16.    Conditions Upon Issuance of Shares.    Shares shall not be issued pursuant to the exercise of an Option or Stock Purchase Right unless the exercise of such Option or Stock Purchase Right and the issuance and delivery of such Shares pursuant thereto shall comply with all relevant provisions of law, including, without limitation, the Securities Act of 1933, as amended, the Exchange Act, the rules and regulations promulgated thereunder, and the requirements of any Stock Exchange.

 

As a condition to the exercise of an Option, the Company may require the person exercising such Option to represent and warrant at the time of any such exercise that the Shares are being purchased only for investment and without any present intention to sell or distribute such Shares if, in the opinion of counsel for the Company, such a representation is required by law.

 

17.    Reservation of Shares.    The Company, during the term of this Plan, will at all times reserve and keep available such number of Shares as shall be sufficient to satisfy the requirements of the Plan. The inability of the Company to obtain authority from any regulatory body having jurisdiction, which authority is deemed by the Company’s counsel to be necessary to the lawful issuance and sale of any Shares hereunder, shall relieve the Company of any liability in respect of the failure to issue or sell such Shares as to which such requisite authority shall not have been obtained.

 

18.    Agreements.    Options and Stock Purchase Rights shall be evidenced by written Option Agreements and Restricted Stock Purchase Agreements, respectively, in such form(s) as the Administrator shall approve from time to time.

 

19.    Stockholder Approval.    Continuance of the Plan shall be subject to approval by the stockholders of the Company within twelve months before or after the date the Plan is adopted.

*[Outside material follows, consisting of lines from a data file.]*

PR #591, opened 2022-09-07
add debug files and script comparing to nolte's method from fieldtrip

agramfort:
work in progress...

the script gives me for corrs descriptive stats:

```
>>>print(np.min(corrs), np.max(corrs), np.mean(corrs), np.median(corrs))
-0.6002644289808833 0.9995001452346635 0.969677137485964 0.9938644798114129
```

So numbers are pretty good but some are really bad.

Let's see what the MNE solver says... but later

it's just FYI @papadop @larsoner no need to react yet


agramfort:
I do confirm that Fieldtrip is a lot more similar to MNE than OpenMEEG when using a single layer model. See the figure of correlations:

hist_corrs_mne_ft_om

agramfort:
and here is the result when I take an openmeeg 3 layers model vs 1 layer in FT or MNE.

hist_corrs_mne_ft_om3

So you see that using an improper head model improves the correlations which I cannot explain...

@papadop does it help?

papadop:
I will try to make a similar test using the C++ commands. 
I want just to rule out a possible python mistake somewhere even though that does not seem very probable....

agramfort:
Let me know if you want the files produced by fieldtrip and mne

Such stockholder approval shall be obtained in the degree and manner required under applicable state and federal law and the rules of any Stock Exchange upon which the Common Stock is listed. All Options and Stock Purchase Rights issued under the Plan shall become void in the event such approval is not obtained.

 

20.    Information and Documents to Optionees and Purchasers.    Each Optionee shall be given access to information concerning the Company equivalent to that information generally made available to the holders of Common Stock.

 

21.    Board Liability.    No member of the Board or the Administrator, nor any officer of employee of the Company acting on behalf of the Board or the Administrator, shall be personally liable for any action, determination, or interpretation taken or made in good faith with respect to the Plan, and all members of the Board or the Administrator and each and any officer or employee of the Company acting on their behalf shall, to the extent permitted by law, by fully indemnified and protected by the Company in respect of any such action, determination or interpretation.